- PROBLEM TO WORK ON
With no omissions, write out every record given below.

- SUPPLIED DATA
%%

PR #427, opened 2022-08-30
Porting scripts from Ruby to Lua

Putnam3145:
So far, ported adaptation and ban-cooking to Lua. Untested. Draft for a reason.

(not quite finished--comment about not implementing "show" in ban-cooking quite possibly has an implied "yet")


myk002:
Thank you so much for helping with this! Ruby has become a real pain point!

If you're making any changes to the docs, you should know that we're in the middle of moving documentation to the [docs](https://github.com/DFHack/scripts/tree/master/docs) directory. Doc text inside the scripts will be removed. Out-of-tree scripts will keep their docs in-script as they currently are. This docs change is only for in-tree scripts.

I'm going through and updating the doc text for all the scripts right now. I've done up to scripts that start with "s". Docs after that point will still be in old format. If you're porting any scripts in the latter part of the alphabet, updated documentation standardsare here: https://dfhack--2247.org.readthedocs.build/en/2247/docs/Documentation.html

myk002:
btw, I wouldn't worry about `ban-cooking show`. It wasn't even in the [docs](https://dfhack--2247.org.readthedocs.build/en/2247/docs/tools/ban-cooking.html). If you don't need it for development, I'd say skip it.

ban-cooking.lua
```diff
@@ -0,0 +1,262 @@
...
+--[====[
+
+ban-cooking
+===========
+A more convenient way to ban cooking various categories of foods than the
+kitchen interface.  Usage:  ``ban-cooking <type>``.  Valid types are ``booze``,
+``honey``, ``tallow``, ``oil``, ``seeds`` (non-tree plants with seeds),
+``brew``, ``fruit``, ``mill``, ``thread``, and ``milk``.
+
+]====]
```
myk002, line 12: Same here. Docs now go in `docs/ban-cooking.rst`.

myk002:
Others are working now on porting the ruby scripts. I'll merge this so we don' t lose your work and integrate it with the changes others are making.

myk002:
pre-commit.ci autofix

lethosor (commented):
Worth noting that the CLI arguments are changing here. They aren't changing in the version discussed on discord so far.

%%

- SOLUTION BELOW
PR #427, opened 2022-08-30
Porting scripts from Ruby to Lua

Putnam3145:
So far, ported adaptation and ban-cooking to Lua. Untested. Draft for a reason.

(not quite finished--comment about not implementing "show" in ban-cooking quite possibly has an implied "yet")


myk002:
Thank you so much for helping with this! Ruby has become a real pain point!

If you're making any changes to the docs, you should know that we're in the middle of moving documentation to the [docs](https://github.com/DFHack/scripts/tree/master/docs) directory. Doc text inside the scripts will be removed. Out-of-tree scripts will keep their docs in-script as they currently are. This docs change is only for in-tree scripts.

I'm going through and updating the doc text for all the scripts right now. I've done up to scripts that start with "s". Docs after that point will still be in old format. If you're porting any scripts in the latter part of the alphabet, updated documentation standardsare here: https://dfhack--2247.org.readthedocs.build/en/2247/docs/Documentation.html

myk002:
btw, I wouldn't worry about `ban-cooking show`. It wasn't even in the [docs](https://dfhack--2247.org.readthedocs.build/en/2247/docs/tools/ban-cooking.html). If you don't need it for development, I'd say skip it.

ban-cooking.lua
```diff
@@ -0,0 +1,262 @@
...
+--[====[
+
+ban-cooking
+===========
+A more convenient way to ban cooking various categories of foods than the
+kitchen interface.  Usage:  ``ban-cooking <type>``.  Valid types are ``booze``,
+``honey``, ``tallow``, ``oil``, ``seeds`` (non-tree plants with seeds),
+``brew``, ``fruit``, ``mill``, ``thread``, and ``milk``.
+
+]====]
```
myk002, line 12: Same here. Docs now go in `docs/ban-cooking.rst`.

myk002:
Others are working now on porting the ruby scripts. I'll merge this so we don' t lose your work and integrate it with the changes others are making.

myk002:
pre-commit.ci autofix

lethosor (commented):
Worth noting that the CLI arguments are changing here. They aren't changing in the version discussed on discord so far.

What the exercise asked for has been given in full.